De tweede wonderbare spijziging
1 In die dagen, toen er een heel grote menigte bijeen was en zij niets te eten hadden, riep Jezus Zijn discipelen bij Zich en zei tegen hen:
2 Ik ben innerlijk met ontferming bewogen over de menigte, want zij blijven al drie dagen bij Mij en hebben niets wat zij kunnen eten.
3 En als Ik hen nuchter naar hun huis stuur, zullen zij onderweg bezwijken, want sommigen van hen komen van ver.
4 En Zijn discipelen antwoordden Hem: Waar haalt iemand hier in deze afgelegen plaats zoveel broden vandaan, dat hij deze mensen kan verzadigen?
5 En Hij vroeg hun: Hoeveel broden hebt u? En zij zeiden: Zeven.
6 En Hij gebood de menigte op de grond te gaan zitten. En Hij nam de zeven broden en nadat Hij gedankt had, brak Hij ze en gaf ze aan Zijn discipelen om ze hun voor te zetten; en zij zetten ze de menigte voor.
7 En zij hadden enkele visjes; en toen Hij ze gezegend had, zei Hij dat zij ook die moesten voorzetten.
8 En zij aten en werden verzadigd.
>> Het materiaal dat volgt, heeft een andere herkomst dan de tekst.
PR #346, opened 2018-08-21
Improve: add option to not force-break structs

jberdine:


jberdine:
@samoht this is the change to allow one-line structs

samoht:
looks good!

En zij raapten het overschot van de stukken brood op, zeven manden.
9 Het waren er ongeveer vierduizend, die gegeten hadden; en Hij stuurde hen weg.
Waarschuwing tegen het zuurdeeg van de Farizeeën en van Herodes
10 En toen Hij meteen in het schip gegaan was met Zijn discipelen, kwam Hij in de streken van Dalmanutha.
11 En de Farizeeën liepen uit en begonnen met Hem te redetwisten en verlangden van Hem een teken uit de hemel om Hem te verzoeken.
12 En Hij zuchtte diep in Zijn geest en zei: Waarom verlangt dit geslacht een teken? Voorwaar, Ik zeg u: Eer aan dit geslacht een teken gegeven zal worden!
13 En Hij verliet hen en nadat Hij opnieuw in het schip gegaan was, voer Hij weg naar de overkant.
14 En Zijn discipelen hadden vergeten broden mee te nemen en zij hadden niet meer dan één brood bij zich in het schip.
15 En Hij gebood hun en zei: Kijk uit, pas op voor het zuurdeeg van de Farizeeën en voor het zuurdeeg van Herodes.
16 En zij spraken er met elkaar over en zeiden: Dit zegt Hij , omdat wij geen broden hebben.
17 En Jezus, Die dat wist, zei tegen hen: Waarom spreekt u erover met elkaar dat u geen broden hebt? Ziet u het nog niet in en begrijpt u het niet? Hebt u nog uw verharde hart?
18 U hebt ogen, en u ziet niet? En u hebt oren, en u hoort niet?
19 En herinnert u zich niet, toen Ik de vijf broden brak voor de vijfduizend mannen , hoeveel volle manden met stukken brood u opraapte? Zij zeiden tegen Hem: Twaalf.
20 En toen Ik de zeven brak voor de vierduizend mannen , hoeveel volle manden met stukken brood u opraapte? En zij zeiden: Zeven.
21 En Hij zei tegen hen: Waarom begrijpt u het dan niet?
Een blinde genezen in Bethsaïda
22 En Hij kwam in Bethsaïda; en ze brachten een blinde bij Hem en smeekten Hem dat Hij hem aanraakte.
23 En toen Hij de hand van de blinde genomen had, leidde Hij hem het dorp uit; en nadat Hij in zijn ogen gespuwd en de handen op hem gelegd had, vroeg Hij hem of hij iets zag.
24 En hij keek op en zei: Ik zie de mensen, want ik zie hen, als bomen, rondlopen.
25 Daarna legde Hij de handen opnieuw op zijn ogen en liet hem weer kijken. En hij was hersteld en zag allen heel duidelijk.
26 En Hij stuurde hem naar zijn huis en zei: Ga niet het dorp in en zeg het tegen niemand in het dorp.
De belijdenis van Petrus
27 En Jezus vertrok met Zijn discipelen naar de dorpen van Caesarea Filippi. En onderweg stelde Hij Zijn discipelen een vraag; Hij zei tegen hen: Wie zeggen de mensen dat Ik ben?
28 En zij antwoordden: Johannes de Doper; en anderen: Elia; en weer anderen: Een van de profeten.
29 En Hij zei tegen hen: Maar u, wie zegt u dat Ik ben? En Petrus antwoordde en zei tegen Hem: U bent de Christus.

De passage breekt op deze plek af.